You know what’s crazy? I’ll tell you what’s crazy.™
Zero Dark Thirty.
A very good movie. A powerful reminder of where we were and where we are.
The movie begins with a dark screen. Movies usually open with explosions and poignant imagery. This film opens with a screen so dark, I wonder if the projector is broken. The theater is full of sound, and we are taken back to that fateful day; Sept 11 2001.
Do you remember where you were? Of course you do. You will never forget.
My mind fills the blank screen as I listen to a myriad of 911 calls made from people in the Twin Towers to their loved ones and to emergency responders. We hear radio reports of planes being hijacked and the aftermath of a world gone crazy.
It’s so simple, it’s truly a brilliant way to open up a film that begins on one of the most harrowing days in American history.
It would be easy to play news footage and make us all cry and squirm in our seats.
Instead the director lets our memories of fires, and dust and anguish fill the void, for almost a full minute.
Then the film fades in and we are over seas in the cradel of terrorism where being American means you are in danger.
The movie is primarily set in the American Embassy in Pakistan where a group of CIA operatives crunch data, listen to phone conversations, look for any clue that might lead to the 911 mastermind, Usama Bin Laden or UBL as the film has dubbed him.
The movie opens up in a black ops warehouse somewhere undetermined. It’s here that the CIA agents are torturing a courier with knowledge of UBL. They beat him, and then water board him in a scene that is so realistic, I feel like I am drowning.
The movie follows the painstaking dedication of one CIA operative and her 10 year hunt for Usama Bin Laden.
A high ranking belt way insider asks her in one scene; “what else have you ever done?”
“Nothing else sir.”
That’s it. She is a singular, dedicated mechanism trained to find and kill UBL.
The film is filled with a spider web of Alqaida members whose names are hard to say and harder to remember. The film showcases the bearded faces of terrorists in turbans all of whom look so similar to one another it is a wonder that the CIA can find anyone at all.
The film shows us dead end after dead end. The film reminds me of why they call it a war on terrorism.
There is a suicide bombing at the Marriott Hotel and a terrible blast at an army installation where many are killed.
Zero Dark Thirty is a reminder of the terrorism war that wages after 911. We see double decker busses in England exploding killing dozens of people.

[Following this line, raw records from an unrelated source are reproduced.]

PR #4198, opened 2018-04-12
[WIP] Adds a flag that will keep old task definitions active

binarymatt:
Fixes https://github.com/terraform-providers/terraform-provider-aws/issues/258

I'm not crazy on the name and would love some suggestions.

### DIFF
--- a/aws/resource_aws_ecs_task_definition.go
+++ b/aws/resource_aws_ecs_task_definition.go
@@ -135,6 +135,12 @@ func resourceAwsEcsTaskDefinition() *schema.Resource {
 				ForceNew: true,
 				Elem:     &schema.Schema{Type: schema.TypeString},
 			},
+
+			"deregister_old": {
+				Type:     schema.TypeBool,
+				Optional: true,
+				Default:  true,
+			},
 		},
 	}
 }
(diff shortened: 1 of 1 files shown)


bflad:
Hi @binarydud! 👋  While I sympathize with the use case, I think the implementation might belong more in Terraform core rather than an individual implementation in each resource.

For example, we have a [resource meta-parameter called `prevent_destroy`](https://www.terraform.io/docs/configuration/resources.html#lifecycle) that serves a similar, but different purpose and is available for all resources. Speaking to that parameter directly, its probably worth mentioning https://github.com/hashicorp/terraform/issues/3874#issuecomment-161715361, which maybe something like you're alluding to here might fit the same bill.

Does that upstream issue look like what you're trying to accomplish? I know its not currently implemented, but given that this problem seems like it should be globally solved instead of piecemeal I think we should close this and hope that type of lifecycle management can happen upstream.

binarydud:
@bflad i'm not entirely sure that the prevent_destroy fix would get at what i would like to happen. The issue for my use case is that I want a new task definition to be created, say when i update with a new docker container; however, i don't want the previous one to be deactivated. Another way of saying this is that I want terraform to update my task definition only, no deactivation of previous revisions.

binarydud:
@bflad i realized one of the reasons that the current behavior seems odd to me and the reason i added this flag. The `aws_lambda_function` has the exact behavior i'd expect of the task definition resource. When a new version of a function is uploaded, the aws provider doesn't delete the older versions, it leaves them there. ECS task definitions should have the same behavior imo; however, i realize that would be a breaking change so a flag made sense to me.

binarydud:
@bflad any thoughts on my comments above?

ewbankkit:
Closing as stale due to inactivity.

PR #4209, opened 2018-04-14
resource/aws_iam_role: Suppress NoSuchEntity errors while detaching policies from role

spirius:
`aws_iam_role` with `force_detach_policies = true` sometimes gets outdated list of attached policies from AWS. This happens when terraform is removing `aws_iam_role` right after removing `aws_iam_role_policy_attachment` resources.


bflad:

We see political landscapes and public opinion on torture and terrorism shift in our own country.
We are reminded how awesome America is when we scene after scene in Islamabad or some other goat pasture city filled with chaos and corruption and filth.
The film reminds us that much of the Earth hates us because we are Americans.
Zero Dark Thirty forces you to remember back to that terrible day.
Where was I? What did I do? How did I react?
It was a film that reminded me that thousands of innocent people died and as a country we spent a decade going after the man who master minded it all.
The film was expertly made; “Intense” a friend would call it later.
It was intense, because we didn’t realize how hard tracking UBL was. We didn’t realize that he never used a phone, a credit card, or anything in a modern world that we take for granted, that would have us captured in 30 minutes by the CIA.
The movie documents couriers being tailed through filthy open air markets, showing the dedication of a small team of covert Americans with the sole purpose of bringing this mass murderer to justice.
Zero Dark Thirty is a film based on real events. But that means it has taken certain cinematic liberties. The movie is entertaining, but more than that it is a heartfelt gut check forcing you to remember those who died and why we must always be vigilant against a world that hates us.
It’s a long journey from 911 to now. Sometimes memories fade with time.
Zero Dark Thirty is a reason to remember why we fight so hard every day to be free.